Im Rahmen der „Flüchtlingstour durch Niedersachsen“ der Landtagsfraktion der Grünen kam der Landtagsabgeordnete Helge Limburg kürzlich mit der Verwaltung des Landkreises zusammen.  Begleitet wurde er bei seinem Besuch von den Nienburger Grünen Ulrike Kassube (Kreisvorstandssprecherin) und Karim Iraki (Mitglied im Kreisvorstand und im Nienburger Stadtrat). In einem Gespräch mit Landrat Detlev Kohlmeier zur aktuellen Flüchtlingssituation standen Themen wie die Ankunft, Unterbringung und Versorgung der Menschen sowie das Angebot von Sprachunterricht und Sprachlernklassen im Landkreis im Mittelpunkt. Limburg betont, dass ein schulform- und jahrgangsübergreifender Ausbau des Sprachlernklassenangebots durch das Land Niedersachsen zu begrüßen sei. Auch der Landkreis selbst könne bei Bedarf eigene unterstützende Angebote einrichten. Limburg: „Vor dem Hintergrund der Lebenssituation der Flüchtlingsfamilien vor Ort ist ein Ausbau des Sprachunterrichts ein wichtiger Schritt zur Chancenförderung der Flüchtlingskinder.“ Einig waren sich Limburg und Landrat Kohlmeier darin, dass zum Gelingen einer Willkommenskultur neben den engagierten Mitarbeiterinnen und Mitarbeitern des Landkreises vor allem auch die zahlreichen ehrenamtlich Aktiven in den einzelnen Gemeinden beitragen. „Der Einsatz der vielen Ehrenamtlichen im Landkreis Nienburg ist absolut vorbildlich und beispielhaft. Nur so kann eine offene Gesellschaft und eine wirkliche Willkommenskultur gestaltet werden“, so Limburg. In diesem Zusammenhang hob Karim Iraki auch die Arbeit der Integrationsmentoren hervor. „Dies ist ein einzigartiges Projekt in Niedersachsen und trägt ebenfalls viel zu einem guten ‚Ankommen‘ im Landkreis Nienburg bei“, so Iraki.
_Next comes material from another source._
PR #2892, opened 2026-02-13
Fix potential auto restart failure due to blocksync always true

yzang2019:
Problem identified:
- In autoRestartIfBehind we use the blockSync as a flag to determine if already lag behind to avoid additional restart signals.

Landrat Kohlmeier mahnte aber auch eine stärkere finanzielle Unterstützung durch das Land für die Landkreise und Kommunen an. Ebenso forderte er deutliche Anstrengungen des Landes, durch den Ausbau eigener Kapazitäten die Vorbereitung der Zuweisung der Flüchtlinge auf die Landkreise deutlich zu verbessern. Nur so sei vor Ort eine angemessene Versorgung der Menschen möglich, die wirklich Hilfe benötigen. Und schließlich müssten die Entscheidungsverfahren über die Anerkennung als Asylbewerber dringend beschleunigt werden.